DEB-TACE for Hepatocellular Carcinoma (QED)
Patients enrolled in this study have been diagnosed with hepatocellular carcinoma (HCC) and are scheduled to have a procedure called drug-eluting bead trans-arterial chemoembolization (DEB-TACE). During the DEB-TACE procedure, very small beads are mixed in with a chemotherapy drug, doxorubicin, and delivered to the tumor through an arterial catheter.
The DEB-TACE procedure allows the treatment to be delivered directly into the liver. It also causes arterial embolization, the process in which a blood vessel is blocked. Treatment of HCC using DEB-TACE may help delay tumor progression and can downstage (decrease the size) the cancer in order to meet the criteria which may allow patients to become candidates for liver transplantation. The purpose of this study is to compare tumor response and medical outcomes for patients who undergo DEB-TACE with standard endhole catheter versus Surefire® Infusion System.

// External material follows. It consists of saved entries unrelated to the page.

PR #870, opened 2023-02-05
Speed up sun altitude calculation for large arrays of JDs

jsdillon:
For a full day of H6C data, I find this speeds things up by a factor of 10-20.


steven-murray (approved):
Oh yeah, I heard that this was definitely a thing you should do.

PR #4028, opened 2021-10-09
Fix specifying custom_encoder on a model with json_encoders modifies json_encoders

segevfiner:
Check the added test to see the issue. Basically using `custom_encoder` with a model that has `json_encoders` causes it to update the model's `json_encoders` with the `custom_encoder`, rather than making a copy.

### DIFF
--- a/fastapi/encoders.py
+++ b/fastapi/encoders.py
@@ -44,7 +44,7 @@ def jsonable_encoder(
     if isinstance(obj, BaseModel):
         encoder = getattr(obj.__config__, "json_encoders", {})
         if custom_encoder:
-            encoder.update(custom_encoder)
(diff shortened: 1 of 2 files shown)


fastapi/encoders.py
```diff
@@ -44,7 +44,7 @@ def jsonable_encoder(
     if isinstance(obj, BaseModel):
         encoder = getattr(obj.__config__, "json_encoders", {})
         if custom_encoder:
-            encoder.update(custom_encoder)
+            encoder.copy().update(custom_encoder)
```
tiangolo, line 47: If I'm reading the code correctly, `encoder.copy()` would create another object. Then it would update that new object, but it would not be used anywhere else. Right?

PR #4042, opened 2021-10-12
Add default API error schema

### LINKED ISSUE #3650: Provide the means to globally override the default 422 OpenAPI schema
### First Check

### Commit to Help

### Example Code

```python
from starlette import status


class Example(BaseModel):
    value: int


class Error(BaseModel):
    message: str


app = FastAPI()


async def validation_exception_handler(request: Request, exc: RequestValidationError):
    error = Error(message="Validation failed")
    return JSONResponse(error.json(), status_code=status.HTTP_422_UNPROCESSABLE_ENTITY)


@app.post("/", response_model=Example)
def root(example: Example = Body(...)):
    return example
```

### Description

Overriding the default exception handlers is easy and [well documented](https://fastapi.tiangolo.com/tutorial/handling-errors/#override-the-httpexception-error-handler). Unfortunately this has a significant caveat in regards to the generated OpenAPI specifications, the schema does not match the actual responses.

### Wanted Solution

Provide a parameter or function that can override the default 422 schema model.

### Wanted Code

```python
from starlette import status


class Example(BaseModel):
    value: int


class Error(BaseModel):
    message: str


# Provide error model as parameter
app = FastAPI(
    validation_error_model=Error,
    validation_error_description="Returns an object with a simple error message",
    validation_error_status=400,
)


# or set via fields
app.validation_error_model = Error
app.validation_error_description = "Returns an object with a simple error message"
app.validation_error_status = 400


async def validation_exception_handler(request: Request, exc: RequestValidationError):
    error = Error(message="Validation failed")
    return JSONResponse(error.json(), status_code=status.HTTP_422_UNPROCESSABLE_ENTITY)


@app.post("/", response_model=Example, responses={422: {"model": Error}})
def root(example: Example = Body(...)):
    return example
```

### Alternatives

Manually add a response model for 422 to every endpoint that can raise a RequestValidationError. This is suitable for a small API but will lead to problems as the application grows and maintenance is required.

### Operating System

Linux

### Operating System Details

DISTRIB_ID=ManjaroLinux
DISTRIB_RELEASE=21.0.7
DISTRIB_CODENAME=Ornara
DISTRIB_DESCRIPTION="Manjaro Linux"

### FastAPI Version

0.67.0

### Python Version

Python 3.9.5

### Additional Context

_No response_

caiofauza:
Closes #3650 

We implemented a way to define a default API error schema, as suggested on #3650. 
The error object can be passed in the constructor of the FastAPI class (optional parameter) or defined by variable attribution.

Example code:
```py from fastapi import FastAPI

class Response(BaseModel):
    status: bool
    
default_error = {
    'status': 400,
    'name': 'DefaultError',
    'description': 'DefaultError',
    'properties': {
        'message': {'title': 'Message', 'type': 'string'},
        'metadata': {'title': 'Metadata', 'type': 'string'}
    },
    'required': ['message']
}

app = FastAPI(default_error_schema=default_error)

@app.get('/status', response_model=Response)
def retrieve_status():
    return { 'status': True }
```

image

@zMendes @Gustavobb


YuriiMotov (changes requested):
@caiofauza, thanks for your work!

I really like the idea of this PR and it works, but there are a few things that need to be done to get it approved and merged:
* the type of `default_error_schema` is declared as `Optional[DefaultErrorSchema]`, but in fact it's `Optional[dict]` (we pass it as `dict` and it's handled as `dict` in code). Typing needs to be fixed. It can be done by converting `DefaultErrorSchema` into `TypedDict`. Another option is to accept both `dict[str, Any]` or `DefaultErrorSchema` and handle it in code.
* `DefaultErrorSchema` should align with the real schema of expected `dict`. Now `name`, `properties` and `required` are missing, but `model` exists instead.
* I think we should add the default values for `status` (maybe rename to `status_code`?), `name` and `description`.
* Feature should be covered by tests

@caiofauza, would you like to work on this?

mvanderlee:
Not sure this is needed anymore since we can define custom response models already, and we can do so by using Pydantic models.

```python
app = FastAPI(
    responses={422: {"model": YourErrorModel}}
)
```

YuriiMotov:
> Not sure this is needed anymore since we can define custom response models already, and we can do so by using Pydantic models.
> 
> ```python
> app = FastAPI(
>     responses={422: {"model": YourErrorModel}}
> )
> ```

This PR aims to simplify the process if you need to change the status code used for error responses.
For example, if you want it to be `400` instead of `422`.
For now it's easy to add response, but to remove default response you need to use hack:
```py
app = FastAPI(
    responses={400: {"model": YourErrorModel}, 422: None}
)
```

Ideally this PR should also change the status code FastAPI uses to send error response in case of request validation error

mvanderlee:
> > Not sure this is needed anymore since we can define custom response models already, and we can do so by using Pydantic models.
> > ```python
> > app = FastAPI(
> >     responses={422: {"model": YourErrorModel}}
> > )
> > ```
> 
> This PR aims to simplify the process if you need to change the status code used for error responses. For example, if you want it to be `400` instead of `422`. For now it's easy to add response, but to remove default response you need to use hack:
> 
> ```python
> app = FastAPI(
>     responses={400: {"model": YourErrorModel}, 422: None}
> )
> ```
> 
> Ideally this PR should also change the status code FastAPI uses to send error response in case of request validation error

I disagree. This PR specifically talks about the eror schema. 
I also think it's fine for FastAPI to have opinions, but I may be biased because I strongly agree with them. A validation error should be a 422. If a developer feels differently he can overwrite it already. 

1. If they define any of `422, "4XX", or "default"`, then FastAPI does not add the default schema
    ```python
    responses={422: {"model": YourErrorModel}}
    responses={"4XX": {"model": YourErrorModel}}
    responses={"default": {"model": YourErrorModel}}
    ```
    
    Note that neither of these work
    ```python
     # Your example of a hack raises an error!
    responses={422: None} 
    # 422 still shows up in the OpenAPI schema.
    responses={422: {"model": None}}
    ```
    
2. To overwrite the actual response status code the developer can add a custom error handler
    ```python
    async def my_request_validation_exception_handler(
        request: Request, exc: RequestValidationError
    ) -> JSONResponse:
        return JSONResponse(
            status_code=400,
            content={"detail": jsonable_encoder(exc.errors())},
        )
        
    fastapi = FastAPI(exception_handlers={RequestValidationError: my_request_validation_exception_handler})
    ```

The only issue left is that the user can't simply disable the 422 documentation. They must define either a default, or `4XX` both of which may be inaccurate as they cover too many other status codes. 
This could be solved with a simple boolean. e.g.: `include_default_validation_response_in_schema`

YuriiMotov:
> This could be solved with a simple boolean. e.g.: `include_default_validation_response_in_schema`

I agree with this. `include_default_validation_response_in_schema` is simpler

Issue #3993, opened 2021-10-05
Preserve json.JSONDecodeError when handling invalid JSON in request body


declaresub:
### First Check

- [X] I added a very descriptive title to this issue.
- [X] I used the GitHub search to find a similar issue and didn't find it.
- [X] I searched the FastAPI documentation, with the integrated search.
- [X] I already searched in Google "How to X in FastAPI" and didn't find any information.
- [X] I already read and followed all the tutorial in the docs and didn't find an answer.
- [X] I already checked if it is not related to FastAPI but to [Pydantic](https://github.com/samuelcolvin/pydantic).
- [X] I already checked if it is not related to FastAPI but to [Swagger UI](https://github.com/swagger-api/swagger-ui).
- [X] I already checked if it is not related to FastAPI but to [ReDoc](https://github.com/Redocly/redoc).

### Commit to Help

- [X] I commit to help with one of those options 👆

### Example Code

```python
not applicable
```

### Description

I think that the response to a request with syntactically invalid JSON should be 400, not 422.  This is the feature request I would prefer.  But I would be willing to write a custom exception handler for now, if that were feasible.

### Wanted Solution

   In FastAPI/routing.py line 210-211, we have 

        except json.JSONDecodeError as e:
            raise RequestValidationError([ErrorWrapper(e, ("body", e.pos))], body=e.doc)

I propose that the original exception not be discarded, by raising from -- 

        except json.JSONDecodeError as e:
            raise RequestValidationError([ErrorWrapper(e, ("body", e.pos))], body=e.doc) from e

With the original exception included, it would be simple enough to write a custom exception handler to handle the request as I see fit.  This change should not break anyone's code, and I think it is generally the better practice to use raise from in such situations.

### Wanted Code

```python
not applicable
```

### Operating System

Linux, macOS

### FastAPI Version

0.63.0

### Python Version

3.9.5

UKnowWhoIm:
Is this currently being worked on @declaresub ?

declaresub:
I don't know.  I would be happy to do it, but this is the first issue I've submitted to fastapi, and with 389 open pull requests, I didn't see the point spending time on a pull request that would never be looked at.

tiangolo:
Thanks for posting it @declaresub! And thanks @UKnowWhoIm for the PR! :tada: :cake: 

[...]

PR #4057, opened 2021-10-16
✨ Preserve `json.JSONDecodeError` information when handling invalid JSON in request body, to support custom exception handlers that use its information

UKnowWhoIm:
Save `JSONDecodeError` to context by adding a from clause. The feature was requested because the user wants to use status code 400 for invalid response body.

Usage

```
from fastapi.exception_handlers import request_validation_exception_handler

app = FastAPI()

async def handle(request: Request, exc: Exception):
    if isinstance(exc.__context__, JSONDecodeError):
        return Response(str(exc),status_code=400)
    return await request_validation_exception_handler(request, exc)
```

Enhancement requested #3993


tiangolo:
Awesome, thank you @UKnowWhoIm! :bow:

PR #4060, opened 2021-10-19
OpenAPI Plugin System - with Snippet Support

ghandic:
A first pass at implementing a Plugin system for FastAPI OpenAPI showing adding snippets in openapi and redoc. Keen to gather thoughts before putting in any more work into this.

Proposed user usage:

```python
from fastapi.openapi.plugins.snippet import SnippetPlugin, PremadeSnippets

app = FastAPI(openapi_plugins=[SnippetPlugin(snippets=PremadeSnippets.get(["curl", "python"]))])

@app.post("/a")
def do_a(demo: str = Query(..., example="lol")):
    return {"answer": "a"}

##### OR Custom Snippets

from fastapi.openapi.plugins.snippet import SnippetPlugin, CodeSampleFactory

PERL = CodeSampleFactory(language="perl", title="PERL", syntax="perl")

app = FastAPI(openapi_plugins=[SnippetPlugin(snippets=PERL.snippet())])

@app.post("/a", openapi_extra={"x-codeSamples": [PERL.sample("this is how you do it in perl")]})
def do_a(demo: str = Query(..., example="lol")):
    return {"answer": "a"}
```

Example of custom snippets using "x-codeSamples" as supported in redoc

Screenshot 2021-10-19 at 12 38 43

Example of auto-generated snippets (note you can select as few or as many as you wish, I added all to showcase here)

Screenshot 2021-10-19 at 12 39 54

Check out `example.py` for how it currently looks to the user to spin up 

Still waiting on the openapi-snippet to add CDN support in this issue raised last week https://github.com/ErikWittern/openapi-snippet/issues/74 which would remove the need to build it yourself

Junk files to be removed:
* `example.py`
* `public/openapisnippet.min.js`

TODO:
* Will need linting on the right rules
* Will need to add unit tests
* Documentation on how to use the plugin system
* Would we prefer ABC or protocols?
* Additional plugins built to show that the template generalizes well (in talks to add date picker and checkbox plugins)


tiangolo:
Thanks for the effort @ghandic! :cake: 

This is a very interesting idea! Nevertheless, the code complexity increase and the maintenance burden would be increased a lot with it. And I'm not sure that it's justified to have to maintain and teach people how each of the parts work, to be able to use it. 

There are many ways to extend Swagger UI, but I think trying to cover each one as part of FastAPI would mean a lot of additional code to maintain and explain. And in those cases I prefer to teach people how to do those things themselves.

I think this is one of the cases where it's probably easier for people to follow https://fastapi.tiangolo.com/advanced/extending-openapi/ to change OpenAPI and/or Swagger UI however they find necessary. Adding a layer of abstraction on top means people have to learn it, and it still limits them to what the layer can do, and they will probably still have to learn how it works underneath.

But something I think you could do that would probably be very useful is something like a blog post, explaining how to follow that same tutorial in the docs to remove the default OpenAPI and Swagger UI, and how to add them again adding custom snippets, without requiring an internal plugin system.

Given that, I'll pass on this PR, but thanks a lot for all the effort and interest! :coffee: :cookie: 

iudeen:
This would be cool if it were a separate package! Easy to maintain, those who want can use, and FastAPI remains light and cool!

PR #4061, opened 2021-10-19
Catching exceptions in the dependancy call

ghandic:
eg for pydantic validation error to return a 422

Just a first pass, will need tests adding etc, but this aims to solve a few issues for deepObject encoding (where you need to use Depends currently), also in response to the issue raised in discussion #3426 

NOTE: Moved from https://github.com/tiangolo/fastapi/pull/3953 as it was in my master branch on my fork

### DIFF
--- a/fastapi/dependencies/utils.py
+++ b/fastapi/dependencies/utils.py
@@ -116,18 +116,12 @@ def get_param_sub_dependant(
     else:
         dependency = param.annotation
     return get_sub_dependant(
-        depends=depends,
-        dependency=dependency,
-        path=path,
-        name=param.name,
-        security_scopes=security_scopes,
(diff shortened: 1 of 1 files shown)


idmitrievsky:
Hey, @ghandic! I see that this PR is not active, were there any obstacles beyond lack of time?

ghandic:
@tiangolo js only person with merge rights

tiangolo:
Thanks! I think this was covered in another PR, now it's possible to catch exceptions in dependencies with `yield` :tada:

|Study Design:||Allocation: Randomized
Intervention Model: Parallel Assignment
Masking: No masking
Primary Purpose: Treatment
|Official Title:||Surefire vs. Endhole for DEB-TACE: Quantifying Hepatic Artery Embolization to Improve Outcomes by Comparing Two Different Catheter Systems for DEB-TACE (QED Study)|
- Objective tumor response [ Time Frame: 1 month following initial DEB-TACE procedure ]
- Objective tumor response [ Time Frame: 3 months following initial DEB-TACE procedure (or 1 month following retreatment if DEB-TACE retreatment performed) ]
- Dose of doxorubicin-eluting beads used during DEB-TACE procedure(s) [ Time Frame: 3 months following initial DEB-TACE procedure ]
- Contrast dose [ Time Frame: DEB-TACE procedure(s) ]
- Fluoroscopic time [ Time Frame: DEB-TACE procedure(s) ]
- Number of repeat DEB-TACE procedures per lesion [ Time Frame: 3 months following initial DEB-TACE procedure ]
- Complications unique to embolization [ Time Frame: 3 months following initial DEB-TACE procedure ]Including: vasospasm rates, technical failures, arterial dissection & arterial thrombosis
- Post DEB-TACE conebeam CT measurement of contrast retention in tumor [ Time Frame: DEB-TACE procedure(s) ]
- Changes in alpha-fetoprotein (AFP) blood levels [ Time Frame: 1 & 3 months following initial DEB-TACE procedure ]
|Study Start Date:||August 2015|
|Estimated Study Completion Date:||June 2019|
|Estimated Primary Completion Date:||December 2018 (Final data collection date for primary outcome measure)|
Active Comparator: DEB-TACE: Standard Endhole Catheter
Subjects will undergo DEB-TACE using a standard endhole catheter.
Transarterial chemoembolization with doxorubicin-eluting beads.
Active Comparator: DEB-TACE: Surefire Infusion System
Subjects will undergo DEB-TACE using the Surefire Infusion System.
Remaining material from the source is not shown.